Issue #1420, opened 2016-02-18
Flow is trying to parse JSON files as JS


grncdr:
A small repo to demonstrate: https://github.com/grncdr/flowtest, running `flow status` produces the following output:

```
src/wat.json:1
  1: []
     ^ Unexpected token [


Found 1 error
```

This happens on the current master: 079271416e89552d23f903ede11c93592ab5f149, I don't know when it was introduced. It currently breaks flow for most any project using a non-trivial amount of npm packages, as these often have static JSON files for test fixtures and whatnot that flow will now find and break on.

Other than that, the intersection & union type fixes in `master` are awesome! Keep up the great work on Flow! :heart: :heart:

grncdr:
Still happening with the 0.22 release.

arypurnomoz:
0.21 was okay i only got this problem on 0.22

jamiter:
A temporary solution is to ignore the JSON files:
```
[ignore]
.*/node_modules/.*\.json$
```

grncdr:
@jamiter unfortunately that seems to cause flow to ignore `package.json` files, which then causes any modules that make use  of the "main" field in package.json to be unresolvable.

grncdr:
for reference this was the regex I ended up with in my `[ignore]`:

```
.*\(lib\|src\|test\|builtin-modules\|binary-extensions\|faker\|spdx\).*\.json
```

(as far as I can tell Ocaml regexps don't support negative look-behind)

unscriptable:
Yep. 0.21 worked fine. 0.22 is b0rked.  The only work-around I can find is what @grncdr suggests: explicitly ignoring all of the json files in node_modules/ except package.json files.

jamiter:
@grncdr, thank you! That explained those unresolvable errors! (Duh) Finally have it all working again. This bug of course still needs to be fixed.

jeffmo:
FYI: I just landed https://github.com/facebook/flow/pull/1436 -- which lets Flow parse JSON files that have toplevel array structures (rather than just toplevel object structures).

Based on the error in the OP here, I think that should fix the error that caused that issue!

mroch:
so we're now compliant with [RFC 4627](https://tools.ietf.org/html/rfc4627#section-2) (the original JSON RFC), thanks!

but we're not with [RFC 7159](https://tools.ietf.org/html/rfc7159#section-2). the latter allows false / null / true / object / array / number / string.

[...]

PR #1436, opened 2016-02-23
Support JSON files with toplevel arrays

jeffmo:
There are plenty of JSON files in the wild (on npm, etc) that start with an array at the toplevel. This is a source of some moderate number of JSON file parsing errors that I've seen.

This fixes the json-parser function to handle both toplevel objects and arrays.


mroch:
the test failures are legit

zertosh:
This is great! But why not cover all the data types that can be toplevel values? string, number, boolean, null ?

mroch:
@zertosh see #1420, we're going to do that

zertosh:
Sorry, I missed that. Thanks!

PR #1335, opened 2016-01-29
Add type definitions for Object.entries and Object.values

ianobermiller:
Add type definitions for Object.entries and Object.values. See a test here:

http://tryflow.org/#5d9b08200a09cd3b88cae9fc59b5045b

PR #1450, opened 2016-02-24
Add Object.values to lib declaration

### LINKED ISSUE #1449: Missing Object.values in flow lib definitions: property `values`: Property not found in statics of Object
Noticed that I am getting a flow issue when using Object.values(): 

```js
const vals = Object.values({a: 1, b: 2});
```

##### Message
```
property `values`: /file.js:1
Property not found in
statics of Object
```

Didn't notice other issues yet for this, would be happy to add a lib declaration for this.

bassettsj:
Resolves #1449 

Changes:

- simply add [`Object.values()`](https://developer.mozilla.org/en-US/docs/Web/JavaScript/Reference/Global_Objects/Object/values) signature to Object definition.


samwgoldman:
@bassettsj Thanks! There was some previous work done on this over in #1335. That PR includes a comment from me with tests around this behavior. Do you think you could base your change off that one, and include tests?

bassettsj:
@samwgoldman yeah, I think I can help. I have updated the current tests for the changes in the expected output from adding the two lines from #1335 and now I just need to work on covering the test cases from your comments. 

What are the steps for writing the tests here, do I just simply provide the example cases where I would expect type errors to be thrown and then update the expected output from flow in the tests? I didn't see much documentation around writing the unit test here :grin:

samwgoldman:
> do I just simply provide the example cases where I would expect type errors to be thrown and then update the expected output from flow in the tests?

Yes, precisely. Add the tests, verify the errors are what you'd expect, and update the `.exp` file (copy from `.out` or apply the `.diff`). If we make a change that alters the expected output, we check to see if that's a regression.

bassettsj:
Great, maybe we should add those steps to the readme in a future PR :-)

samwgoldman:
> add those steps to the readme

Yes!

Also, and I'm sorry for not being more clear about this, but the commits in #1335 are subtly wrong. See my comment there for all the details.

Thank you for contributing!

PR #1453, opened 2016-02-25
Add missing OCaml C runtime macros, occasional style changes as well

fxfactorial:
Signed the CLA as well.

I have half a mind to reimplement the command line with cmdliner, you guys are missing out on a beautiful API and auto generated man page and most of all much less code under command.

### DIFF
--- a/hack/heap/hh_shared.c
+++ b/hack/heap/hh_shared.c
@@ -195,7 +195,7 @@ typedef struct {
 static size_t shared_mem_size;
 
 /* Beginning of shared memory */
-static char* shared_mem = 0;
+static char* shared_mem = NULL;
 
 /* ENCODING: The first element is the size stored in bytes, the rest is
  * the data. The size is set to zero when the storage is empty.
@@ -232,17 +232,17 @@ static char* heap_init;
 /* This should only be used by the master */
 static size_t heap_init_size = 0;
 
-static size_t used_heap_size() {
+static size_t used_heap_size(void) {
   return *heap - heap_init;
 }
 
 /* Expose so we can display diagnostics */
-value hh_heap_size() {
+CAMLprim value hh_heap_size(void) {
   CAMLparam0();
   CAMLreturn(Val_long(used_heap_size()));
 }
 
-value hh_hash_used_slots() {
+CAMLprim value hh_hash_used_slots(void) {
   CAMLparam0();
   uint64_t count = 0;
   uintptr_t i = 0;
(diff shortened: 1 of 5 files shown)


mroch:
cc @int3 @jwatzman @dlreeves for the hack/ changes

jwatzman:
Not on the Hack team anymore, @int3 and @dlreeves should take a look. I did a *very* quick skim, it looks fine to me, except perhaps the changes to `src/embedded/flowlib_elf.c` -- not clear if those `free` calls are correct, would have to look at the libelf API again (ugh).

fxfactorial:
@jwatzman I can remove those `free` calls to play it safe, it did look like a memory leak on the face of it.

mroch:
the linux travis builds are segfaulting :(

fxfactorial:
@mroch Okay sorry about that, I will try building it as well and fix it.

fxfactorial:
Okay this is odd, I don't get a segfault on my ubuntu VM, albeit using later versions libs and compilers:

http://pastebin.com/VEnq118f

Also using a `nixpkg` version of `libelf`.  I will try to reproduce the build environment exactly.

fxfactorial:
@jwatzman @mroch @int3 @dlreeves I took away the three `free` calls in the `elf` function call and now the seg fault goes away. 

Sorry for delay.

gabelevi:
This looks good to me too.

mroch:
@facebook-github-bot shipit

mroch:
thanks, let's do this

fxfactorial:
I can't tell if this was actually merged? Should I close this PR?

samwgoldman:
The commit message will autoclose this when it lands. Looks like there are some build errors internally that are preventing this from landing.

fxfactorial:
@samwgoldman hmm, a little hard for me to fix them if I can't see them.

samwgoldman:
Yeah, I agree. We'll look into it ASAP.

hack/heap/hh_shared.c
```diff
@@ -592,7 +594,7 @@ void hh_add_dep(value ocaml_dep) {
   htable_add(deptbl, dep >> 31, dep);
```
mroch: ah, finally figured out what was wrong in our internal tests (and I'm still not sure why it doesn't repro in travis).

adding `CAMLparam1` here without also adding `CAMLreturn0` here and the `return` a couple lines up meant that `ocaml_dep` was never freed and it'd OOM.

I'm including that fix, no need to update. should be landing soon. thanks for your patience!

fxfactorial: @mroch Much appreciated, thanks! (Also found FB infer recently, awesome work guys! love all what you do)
::::::::
Task objective – Please print each entry once more, exactly as it reads.

Output for this exercise –
Issue #1420, opened 2016-02-18
Flow is trying to parse JSON files as JS


grncdr:
A small repo to demonstrate: https://github.com/grncdr/flowtest, running `flow status` produces the following output:

```
src/wat.json:1
  1: []
     ^ Unexpected token [


Found 1 error
```

This happens on the current master: 079271416e89552d23f903ede11c93592ab5f149, I don't know when it was introduced. It currently breaks flow for most any project using a non-trivial amount of npm packages, as these often have static JSON files for test fixtures and whatnot that flow will now find and break on.

Other than that, the intersection & union type fixes in `master` are awesome! Keep up the great work on Flow! :heart: :heart:

grncdr:
Still happening with the 0.22 release.

arypurnomoz:
0.21 was okay i only got this problem on 0.22

jamiter:
A temporary solution is to ignore the JSON files:
```
[ignore]
.*/node_modules/.*\.json$
```

grncdr:
@jamiter unfortunately that seems to cause flow to ignore `package.json` files, which then causes any modules that make use  of the "main" field in package.json to be unresolvable.

grncdr:
for reference this was the regex I ended up with in my `[ignore]`:

```
.*\(lib\|src\|test\|builtin-modules\|binary-extensions\|faker\|spdx\).*\.json
```

(as far as I can tell Ocaml regexps don't support negative look-behind)

unscriptable:
Yep. 0.21 worked fine. 0.22 is b0rked.  The only work-around I can find is what @grncdr suggests: explicitly ignoring all of the json files in node_modules/ except package.json files.

jamiter:
@grncdr, thank you! That explained those unresolvable errors! (Duh) Finally have it all working again. This bug of course still needs to be fixed.

jeffmo:
FYI: I just landed https://github.com/facebook/flow/pull/1436 -- which lets Flow parse JSON files that have toplevel array structures (rather than just toplevel object structures).

Based on the error in the OP here, I think that should fix the error that caused that issue!

mroch:
so we're now compliant with [RFC 4627](https://tools.ietf.org/html/rfc4627#section-2) (the original JSON RFC), thanks!

but we're not with [RFC 7159](https://tools.ietf.org/html/rfc7159#section-2). the latter allows false / null / true / object / array / number / string.

[...]

PR #1436, opened 2016-02-23
Support JSON files with toplevel arrays

jeffmo:
There are plenty of JSON files in the wild (on npm, etc) that start with an array at the toplevel. This is a source of some moderate number of JSON file parsing errors that I've seen.

This fixes the json-parser function to handle both toplevel objects and arrays.


mroch:
the test failures are legit

zertosh:
This is great! But why not cover all the data types that can be toplevel values? string, number, boolean, null ?

mroch:
@zertosh see #1420, we're going to do that

zertosh:
Sorry, I missed that. Thanks!

PR #1335, opened 2016-01-29
Add type definitions for Object.entries and Object.values

ianobermiller:
Add type definitions for Object.entries and Object.values. See a test here:

http://tryflow.org/#5d9b08200a09cd3b88cae9fc59b5045b

PR #1450, opened 2016-02-24
Add Object.values to lib declaration

### LINKED ISSUE #1449: Missing Object.values in flow lib definitions: property `values`: Property not found in statics of Object
Noticed that I am getting a flow issue when using Object.values(): 

```js
const vals = Object.values({a: 1, b: 2});
```

##### Message
```
property `values`: /file.js:1
Property not found in
statics of Object
```

Didn't notice other issues yet for this, would be happy to add a lib declaration for this.

bassettsj:
Resolves #1449 

Changes:

- simply add [`Object.values()`](https://developer.mozilla.org/en-US/docs/Web/JavaScript/Reference/Global_Objects/Object/values) signature to Object definition.


samwgoldman:
@bassettsj Thanks! There was some previous work done on this over in #1335. That PR includes a comment from me with tests around this behavior. Do you think you could base your change off that one, and include tests?

bassettsj:
@samwgoldman yeah, I think I can help. I have updated the current tests for the changes in the expected output from adding the two lines from #1335 and now I just need to work on covering the test cases from your comments. 

What are the steps for writing the tests here, do I just simply provide the example cases where I would expect type errors to be thrown and then update the expected output from flow in the tests? I didn't see much documentation around writing the unit test here :grin:

samwgoldman:
> do I just simply provide the example cases where I would expect type errors to be thrown and then update the expected output from flow in the tests?

Yes, precisely. Add the tests, verify the errors are what you'd expect, and update the `.exp` file (copy from `.out` or apply the `.diff`). If we make a change that alters the expected output, we check to see if that's a regression.

bassettsj:
Great, maybe we should add those steps to the readme in a future PR :-)

samwgoldman:
> add those steps to the readme

Yes!

Also, and I'm sorry for not being more clear about this, but the commits in #1335 are subtly wrong. See my comment there for all the details.

Thank you for contributing!

PR #1453, opened 2016-02-25
Add missing OCaml C runtime macros, occasional style changes as well

fxfactorial:
Signed the CLA as well.

I have half a mind to reimplement the command line with cmdliner, you guys are missing out on a beautiful API and auto generated man page and most of all much less code under command.

### DIFF
--- a/hack/heap/hh_shared.c
+++ b/hack/heap/hh_shared.c
@@ -195,7 +195,7 @@ typedef struct {
 static size_t shared_mem_size;
 
 /* Beginning of shared memory */
-static char* shared_mem = 0;
+static char* shared_mem = NULL;
 
 /* ENCODING: The first element is the size stored in bytes, the rest is
  * the data. The size is set to zero when the storage is empty.
@@ -232,17 +232,17 @@ static char* heap_init;
 /* This should only be used by the master */
 static size_t heap_init_size = 0;
 
-static size_t used_heap_size() {
+static size_t used_heap_size(void) {
   return *heap - heap_init;
 }
 
 /* Expose so we can display diagnostics */
-value hh_heap_size() {
+CAMLprim value hh_heap_size(void) {
   CAMLparam0();
   CAMLreturn(Val_long(used_heap_size()));
 }
 
-value hh_hash_used_slots() {
+CAMLprim value hh_hash_used_slots(void) {
   CAMLparam0();
   uint64_t count = 0;
   uintptr_t i = 0;
(diff shortened: 1 of 5 files shown)


mroch:
cc @int3 @jwatzman @dlreeves for the hack/ changes

jwatzman:
Not on the Hack team anymore, @int3 and @dlreeves should take a look. I did a *very* quick skim, it looks fine to me, except perhaps the changes to `src/embedded/flowlib_elf.c` -- not clear if those `free` calls are correct, would have to look at the libelf API again (ugh).

fxfactorial:
@jwatzman I can remove those `free` calls to play it safe, it did look like a memory leak on the face of it.

mroch:
the linux travis builds are segfaulting :(

fxfactorial:
@mroch Okay sorry about that, I will try building it as well and fix it.

fxfactorial:
Okay this is odd, I don't get a segfault on my ubuntu VM, albeit using later versions libs and compilers:

http://pastebin.com/VEnq118f

Also using a `nixpkg` version of `libelf`.  I will try to reproduce the build environment exactly.

fxfactorial:
@jwatzman @mroch @int3 @dlreeves I took away the three `free` calls in the `elf` function call and now the seg fault goes away. 

Sorry for delay.

gabelevi:
This looks good to me too.

mroch:
@facebook-github-bot shipit

mroch:
thanks, let's do this

fxfactorial:
I can't tell if this was actually merged? Should I close this PR?

samwgoldman:
The commit message will autoclose this when it lands. Looks like there are some build errors internally that are preventing this from landing.

fxfactorial:
@samwgoldman hmm, a little hard for me to fix them if I can't see them.

samwgoldman:
Yeah, I agree. We'll look into it ASAP.

hack/heap/hh_shared.c
```diff
@@ -592,7 +594,7 @@ void hh_add_dep(value ocaml_dep) {
   htable_add(deptbl, dep >> 31, dep);
```
mroch: ah, finally figured out what was wrong in our internal tests (and I'm still not sure why it doesn't repro in travis).

adding `CAMLparam1` here without also adding `CAMLreturn0` here and the `return` a couple lines up meant that `ocaml_dep` was never freed and it'd OOM.

I'm including that fix, no need to update. should be landing soon. thanks for your patience!

fxfactorial: @mroch Much appreciated, thanks! (Also found FB infer recently, awesome work guys! love all what you do)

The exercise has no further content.